The matching write path must invalidate. Whenever a mutation changes the source of truth, delete the affected keys in the same transaction boundary so a stale read can never win the race.

Query result caching

The lowest layer caches SQL results. With TypeORM you can opt a query into the cache without touching your service logic — the ORM stores the result keyed by the query and parameters.

const orders = await this.dataSource
  .getRepository(Order)
  .createQueryBuilder('order')
  .where('order.customerId = :id', { id })
  .cache(`orders:${id}`, 5_000) // cache id + TTL in ms
  .getMany();

This is ideal for read-heavy bursts — a dashboard that fires the same aggregate query for every widget.

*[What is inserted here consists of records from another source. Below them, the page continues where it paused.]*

PR #4223, opened 2026-07-13
feat(web): T5-safe — migrate MetaRecordDrawer watch/workflow/permissions/duplicate/delete/unlock to MtButton (owner-ratified)

zensgit:
## Scope

Executes **T5-safe** — the owner-ratified subset of the T5 MetaRecordDrawer button migration
(`docs/development/multitable-ui-p2-1c-t5-recorddrawer-decision-brief-20260712.md`, ruled by the
owner 2026-07-13, splitting the original T5 into gated decision points). Target:
`apps/web/src/multitable/components/MetaRecordDrawer.vue`.

Does **not** merge. Base `main`.

## Per-button outcome

| Button | Decision | Outcome |
|---|---|---|
| **watch / watching** | OD-T5a option A | → `MtButton` (default/ghost variant). Kept `--watching` as the active-state CSS class (MtButton has no built-in pressed/active variant — adding one would be a primitive-contract change, out of scope). **Added `:aria-pressed="recordSubscribed"`** — the one new a11y surface this PR introduces. Label-swap (`Watch`/`Watching`), `:disabled="subscriptionLoading"`, `@click="toggleRecordSubscription"` all byte-preserved. |
| **comment** | OD-T5b — **excluded, deliberately** | Left byte-identical. Stays a bespoke `<button>` wrapping `<MetaCommentActionChip>`. This is a separate governance item per the brief (§2.1: the active-state color has no matching design token, so "token-only" and "preserve observed color" directly conflict; §2.2: it's one of ~12 call sites of a 9-component comment-affordance system — migrating only the drawer's instance would fork that shared visual language). A dedicated test in this PR (`leaves the comment button bespoke...`) proves the boundary empirically: the comment button carries no `mt-button` class. |
| **workflow** | OD-T5c option A | → `MtButton`. The `&#x2699;` (⚙) glyph stays inline as slot text — same convention as T1's `×` glyph, no new icon component/contract. `v-if="canManageAutomation"`, `:title`, `@click="emit('open-automation')"` byte-preserved. |
| **permissions** | OD-T5c option A | → `MtButton`. The `&#x1F512;` (🔒) glyph stays inline as slot text, same rule. `v-if="canManageRecordPermissions"`, `:title`, `@click="showRecordPermissions = true"` byte-preserved. |
| **duplicate** | OD-T5d | → `MtButton`. `v-if="record && canCreate"`, `:title`, `@click="emit('duplicate')"` byte-preserved. Kept `.meta-record-drawer__btn--duplicate` class — an **existing** test (`multitable-record-drawer-duplicate.spec.ts`) selects on it. |
| **delete** | OD-T5d | → `MtButton` with **`variant="danger"`** (the only other new addition besides aria-pressed). `v-if="resolvedCanDelete"`, `@click="emit('delete')"` byte-preserved. |
| **unlock** | OD-T5d | → `MtButton`. `v-if="record.canUnlock"`, `data-test="record-unlock-action"`, `@click="emit('toggle-lock', { recordId: record.id, locked: false })"` byte-preserved. |

## CSS cleanup (rule 5: remove orphaned rules only)

- `.meta-record-drawer__btn--danger` and `.meta-record-drawer__btn--watch` removed — each had exactly
  one sharer (delete, watch respectively) and both are now migrated (delete → MtButton's own
  `--danger`; watch's non-active state → MtButton's default ghost styling).
- `.meta-record-drawer__btn--watching` **kept** — it's the watch toggle's only active-state visual
  (see above), now paired with `aria-pressed`.
- Base `.meta-record-drawer__btn` rule and all three `--comment*` rules **kept untouched** — the
  comment button (excluded this round) still needs them for its styling.
- No new hardcoded hex (`git diff | grep -E '^\+' | grep -iE '#[0-9a-f]{3,8}'` → empty).

**Token-normalized, NOT "zero visual change"**: the watch button's non-active state changes from the
bespoke light-blue `--watch` look to MtButton's default ghost styling. The active (`watching`) state
is visually unchanged (kept CSS rule). Workflow/permissions/duplicate/unlock get MtButton's default
ghost token styling in place of the bespoke flat-gray look. Delete gets MtButton's token-red danger
styling in place of the bespoke `#f56c6c` text-only red.

## Tests

New: `apps/web/tests/multitable-record-drawer-t5-migration.spec.ts` (16 tests) — anchored on stable
selectors (`data-test`, `[title="..."]`, retained old classnames), never fuzzy textContent/optional-chained
clicks:
- watch: renders disabled while the subscription-status fetch is in flight, `aria-pressed="false"` once
  loaded; click → same `apiClient.subscribeRecord(sheetId, recordId)` call, `aria-pressed` flips to
  `"true"`, `--watching` class appears, label/title swap; click again → same `unsubscribeRecord` call,
  `aria-pressed` reverts to `"false"`; hides when there's nothing to subscribe to.
- workflow / permissions: glyph+label slot text, click fires the real handler (`open-automation` emit /
  opens `MetaRecordPermissionManager` — asserted via `.meta-record-perm__overlay` appearing), v-if
  survives the swap.
- duplicate / delete / unlock: click emits the exact same payload as before migration (`toggle-lock`
  payload asserted with `toHaveBeenCalledWith({ recordId: 'rec_1', locked: false })`); delete carries
  `mt-button--danger`; unlock keeps `data-test="record-unlock-action"`; all three v-if guards proven to
  still hide the button.
- boundary: comment button mounted with `canComment: true` and asserted to carry **no** `mt-button`
  class — proves OD-T5b wasn't accidentally migrated.

Existing specs re-run unchanged and green: `multitable-record-drawer.spec.ts`,
`multitable-record-drawer-button.spec.ts`, `multitable-record-drawer-duplicate.spec.ts`,
`meta-record-drawer-restore/-history-diff/-i18n.spec.ts`, `multitable-ai-shortcut-drawer.spec.ts`, plus
the 16 workbench/field specs that mount `MultitableWorkbench` (which embeds the real drawer) — 16 files,
148 tests, all pass unchanged.

`vue-tsc -b` clean.

## Mutation-red evidence (each broken, spec reds, restored)

All done via targeted `python3` edits on the committed checkpoint, `git checkout -- <file>` used only
to restore that exact single file back to the just-committed state (never a broad checkout):

1. Removed `:aria-pressed="recordSubscribed"` from watch → **3 tests RED** (all three aria-pressed assertions).
2. Removed `variant="danger"` from delete → **1 test RED** (`mt-button--danger` class assertion).
3. Mutated the unlock `@click` payload (`locked: true` instead of `false`) → **1 test RED** (payload assertion).
4. Removed `data-test="record-unlock-action"` from unlock → **1 test RED**.
5. Neutered duplicate's `@click` to a no-op → **1 test RED** (emit-count assertion).
6. Flipped permissions' `v-if="canManageRecordPermissions"` to `v-if="true"` → **1 test RED** (hide-when-false assertion).
7. Neutered workflow's `@click` to a no-op → **1 test RED** (emit-count assertion).
8. Migrated the comment button to `<MtButton>` (simulating an accidental OD-T5b violation) → **1 test RED** (the boundary-proof test).

Each mutation restored (`git checkout -- apps/web/src/multitable/components/MetaRecordDrawer.vue`) and
re-verified green before moving to the next.

## CI wiring (two-point, proven to bite)

- `apps/web/scripts/run-required-web-tests.sh` — added `multitable-record-drawer-t5-migration.spec.ts`
  (full filename, to stay unambiguous next to the sibling `multitable-record-drawer*` tokens already
  in the list) + a dated maintenance comment.
- `.github/workflows/multitable-web-guard.yml` — added `apps/web/src/multitable/components/MetaRecordDrawer.vue`
  and the new spec path to **both** trigger blocks (`pull_request.paths` and `push.paths`), plus the
  same token to the job's `vitest run` command.
- Fetched `origin/main` immediately before committing/pushing and rebased cleanly (one unrelated
  docs-only commit landed in between — no conflicts, strict union preserved, `grep -c` confirms the
  token appears exactly twice in the workflow's path blocks + once in its vitest command, and once in
  the required-tests script).
- **Bite proof**: temporarily broke an `aria-pressed` assertion in the new spec, ran
  `bash apps/web/scripts/run-required-web-tests.sh` (the exact required-gate script, full batch —
  326 files / 3744 tests) → **exit 1**, the two mutated assertions failed with the expected diff.
  Restored → re-ran the same full batch → **exit 0, 326 files / 3744 tests passed** (not just the
  isolated spec — the whole required-gate batch, per the two-sibling-PR isolation-green/batch-red
  lesson this week).

## Red-line compliance

Only button elements + CSS were touched. No permission/deletion/lock business logic changed — every
handler function body (`toggleRecordSubscription`, `resolvedCanDelete`, `emit('toggle-lock', ...)`,
etc.) is byte-identical (`git diff` shows zero changes inside `<script setup>` except the one new
`import { MtButton } from '../ui'` line). No new MtButton variant/prop/size was introduced — only the
existing `danger` variant is used. The comment button was not touched in any way (glyph, class,
`resolveCommentAffordanceStateClass` call, `<MetaCommentActionChip>` usage — all untouched).

refs #4175 (the design-lock this executes)

🤖 Generated with [Claude Fable 5](https://claude.com/claude-code)


zensgit:
## Adversarial gate — VERDICT: BLOCK (scoped to head `548a865bda62b005ed6aef76a43947fb2b6dc550`)

Refute-first review in a fresh detached worktree off the PR ref. All four owner red lines, OD rulings, logic, wiring, tests, and mutations are clean — but there is **one measured, reproducible visible regression on a destructive affordance (P2)** that should not ship. Fix is CSS/class-only and small; happy to re-gate immediately after.

### P2 — Delete button renders white-on-white (illegible)
The migrated delete `<MtButton variant="danger" class="meta-record-drawer__btn meta-record-drawer__btn--danger">` keeps the base class, and Vue 3 applies the parent scope-id to the single-root child — so the retained `.meta-record-drawer__btn` base rule (`background:#fff`, **no `color`**) also matches MtButton's root. Specificities are equal (`.mt-button--danger[data-v-child]` = 0,2,0; `.meta-record-drawer__btn[data-v-drawer]` = 0,2,0), so the **later-injected** rule wins — and MtButton's CSS is injected *before* the drawer's (child-before-parent ESM order, faithful to the prod bundle).

**Measured** (mounted the real drawer with `css:true`, real scoped compilation):
- injected-style index `.mt-button--danger{…background…}` = **1470**
- injected-style index `.meta-record-drawer__btn{…background:#fff…}` = **21903** → base wins
- `.mt-button--danger` supplies only `color: var(--ms-bg-card)` = `#ffffff` (white text); base supplies no color → **background resolves to `#fff`, text stays white → the "Delete" label is invisible.**

Delta vs main: main rendered delete as white-bg + **red `#f56c6c` text/border** (clearly readable, clearly destructive). This SHA renders white text on white bg + gray `#ddd` border. That contradicts OD-T5d's stated "token-red danger styling" outcome. (Ghost buttons are unaffected — their `--ms-text-2` gray text stays legible on the white base bg.)

**Fix (small, CSS/class only):** drop the `meta-record-drawer__btn` base class from the migrated **delete** `<MtButton>` (keep the `--danger` modifier — it's only a test anchor now, no rule), so MtButton's danger styling applies uncontested. The spec asserts `mt-button--danger` + `meta-record-drawer__btn--danger` on delete (not the base class), so this is test-safe. Alternatives: narrow the base rule to the comment button only, or re-add color/bg on `.meta-record-drawer__btn--danger`.

### Everything else — PASS
- **Red lines**: `<script>` diff is import-only (`import { MtButton } from '../ui'`); logic byte-identical. Per-button only allowed additions present (`:aria-pressed="recordSubscribed"` on watch, `variant="danger"` on delete); `type="button"` removals are behavior-neutral (MtButton hardcodes `type="button"`). Comment button element + base `.meta-record-drawer__btn` + all `--comment*` rules byte-identical. No new hex; no invented variant.
- **CSS orphan audit**: `--danger`/`--watch` rules removed — repo-wide grep confirms sole-sharer. `--watching` rule still **live** (active-state visual preserved).
- **aria-pressed**: bound to `recordSubscribed`; spec tests false→true→false (a hardcoded value cannot pass).
- **Mutations reproduced** (apply → red → restore): comment-boundary → 1 RED; aria-pressed removal → 3 RED; unlock payload tamper → 1 RED.
- **Tests**: new spec 16/16; `vue-tsc -b` exit 0; full required batch **326 files / 3744 tests, exit 0** (batch-green).
- **Two-point wiring**: `run-required-web-tests.sh` (invoked by required `web-tests.yml`) + guard — union preserved, zero pre-existing tokens dropped.

Verdict binds `548a865bd`. Once the delete-cascade fix lands I expect a clean pass.

_(Adversarial review — no merge/push/arm performed.)_

zensgit:
## Re-review — VERDICT: MERGE_CLEAN (scoped to head `8fabaa999267da56ace16392e9a3040bad42e59d`)

The P2 (delete button white-on-white) is fixed. Delta from the blocked SHA is exactly one element + one template comment: the delete `<MtButton variant="danger">` drops the `meta-record-drawer__btn` base class (keeps `meta-record-drawer__btn--danger` as the stable spec anchor).

**Re-measured with the same method** (mount real drawer, `css:true`, real scoped compilation):
- delete class list is now `mt-button mt-button--danger mt-button--md meta-record-drawer__btn--danger` — base class gone.
- with the base class dropped, the base rule (`background:#fff`) no longer matches the element, so `.mt-button--danger` owns the cascade uncontested → **red bg (`--ms-color-danger` #dc2626) + white text (`--ms-bg-card` #ffffff) + red border = legible destructive button.** ✓
- 16-test spec re-runs **green** (delete test anchors on `mt-button--danger`, never the base class).

**Five-keep / one-drop split is sound.** The other five migrated buttons keep the base class deliberately: they use MtButton's ghost variant whose text is gray `--ms-text-2` (#4b5563), legible on the base rule's white bg — none has the inverted-white-text problem, and the base rule preserves their pre-migration look. Only the danger variant has white text that requires a red bg to be legible, and that's exactly the one whose base class was dropped. Agreed, not flagged.

Everything else passed at `548a865bd` and carries over unchanged — the delta touches no wiring, no `<script>`, no other CSS rule, no spec logic, and does not touch the comment button. No need to redo the full battery.

Verdict binds `8fabaa999`. _(Adversarial review — no merge/push/arm performed.)_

Keep TTLs short (a few seconds); query caching is about deduplicating a stampede, not long-term storage.

Choosing TTLs and invalidation boundaries

Two questions decide every cache entry. First: how stale can this be before a user notices or it becomes wrong? That answer is your TTL. Reference data tolerates minutes; pricing or inventory tolerates seconds; a bank balance tolerates nothing — cache only the rendering, not the number.

Second: what event makes this entry wrong? That event defines your invalidation boundary. Prefer explicit deletion on write over long TTLs when correctness matters, and use TTL as a safety net for entries you cannot reliably invalidate. Group related keys under a common prefix (user:42:*) so a single mutation can clear everything it affects.

Best practices

Layer caches deliberately: edge for public reads, Redis for shared compute, ORM cache for query bursts — do not rely on a single tier.
Set Cache-Control: private or no-store on anything user-specific; only truly public data may be public.
Always pair a TTL with explicit invalidation on write; treat TTL as a backstop, not the primary strategy.
Key cache entries deterministically (include all inputs) and namespace them so bulk invalidation is a prefix scan.
Keep query-cache TTLs in the single-digit seconds — their job is stampede protection, not persistence.
Measure hit ratio in production; a cache below ~80% hits often costs more in complexity and round-trips than it saves.